Воронка

Суслович Борис

Автобус просквозил мимо. Водитель был тот же. За последние два года мы как-то привыкли друг к другу: частенько я подбегал в последнюю секунду, и он открывал мне дверь уже на ходу. Водитель тот же, маршрут тот же, вот только мне в другую сторону: безработные на работу не ездят. Ходят на биржу отмечаться. Пешком.

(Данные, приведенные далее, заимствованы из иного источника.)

Issue #1052, opened 2024-03-04
TB Management - Case management for TB Suspect [4h]


Diama1:
## Issue

After the individual has been found as a TB Suspect through Acute illness, a case management followup should be created in TB Management rather than in Acute Illness.

![Screenshot from 2024-03-04 22-43-52](https://github.com/TIP-Global-Health/eheza-app/assets/32199791/5e5696d1-fe7f-4b8d-84d0-f803e5c634a9)

## Task
- Create the Case management followup

anvmn:
@adamhstewart deployed to Nutrition env

balagan73:
### QA Review

## Found issues and questions

- None

## Checked and approved

1. Case management follow up is properly created under Tuberculosis
![image](https://github.com/TIP-Global-Health/eheza-app/assets/3536805/4f897362-4c04-4a97-bf23-64881a8ae533)

PR #1067, opened 2024-03-13
TB Management - Case management, TB Suspect adjustments

anvmn:
#1052


client/src/elm/Pages/GlobalCaseManagement/Utils.elm
```diff
@@ -232,13 +237,67 @@ generateImmunizationFollowUps limitDate followUps =
...
+One is Acute illness follow up, in case Tuberculosis suspect is diagnosed.
+Other is the follow ups from Tuberculosis management encounter.
+So, in order to combine these 2, we'll have to include AI follows for person,
+as part of Tuberculosis follow ups.
+Currently, all Tuberculosis encounters are derived from single participant (as
+there's no option to 'end' Tuberculosis illness), so this solution is valid.
+In case we'll have multiple Tuberculosis illnesses in future, this wil need to
+be revised.
+There's also an option that patient did not attend Tuberculosis encounter, and
+there's no participant. This is why we return second dictionary derrived from
```
AronNovak:
```suggestion
there's no participant. This is why we return second dictionary derived from
```

server/hedley/modules/custom/hedley_case_management/hedley_case_management.module
```diff
@@ -361,14 +368,17 @@ function hedley_case_management_handle_tuberculosis_insert_trigger($node) {
...
+ *
  * @param int $person_id
  *   Person ID.
  * @param int $to_nid
  *   Optional; IDs of loaded follow-ups should be below this node ID.
  * @param int $limit
  *   Maximal number of follow-ups to load. Defaults to 200.
  */
-function hedley_case_management_resolve_tuberculosis_follow_ups($person_id, $to_nid = NULL, $limit = 200) {
+function hedley_case_management_resolve_tuberculosis_follow_ups($person_id, $to_nid = NULL, $limit = 1000) {
```
AronNovak: Why did we need to bump the limit from 200 to 1000? Were there such cases with more than 200 follow-ups? It sounds suspicious at first sight.

anvmn: Well, no. Person should not have more than 200 follow  ups, specially, that follow ups are getting resolved, and excluded from query results. So I'll revert the change.

anvmn:
```suggestion
function hedley_case_management_resolve_tuberculosis_follow_ups($person_id, $to_nid = NULL, $limit = 200) {
```

AronNovak (approved):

Нужно взять себя в руки. Я же вылечу. Стоило вкалывать два года, чтобы пустить всё коту под хвост? Кто мне Пушкин, в конце концов? Родственник по прямой? Скорее, по ломаной. Я же думаю о нём с утра до вечера, даже когда говорю на иврите. Надо быть последним кретином, чтобы влезть с потрохами в позапрошлый век, где моих предков русские дворяне, даже без шестисотлетней родословной, на порог не пускали. Писать о Пушкине? От имени Пушкина? Да он бы меня обложил с головы до ног на двух языках минимум. Быстренько помог бы забыть обо всём. «Да, да, забыть — и поскорее. Не думать о будущем — его нет. Не видеть людей вокруг. Пусть всё валится из рук. Пусть нищета глядит изо всех дыр и воет в ушах, как зимний ветер. Только как смотреть на детей, которых пустил по миру? На жену, которая непонятно на что надеется? На себя самого?»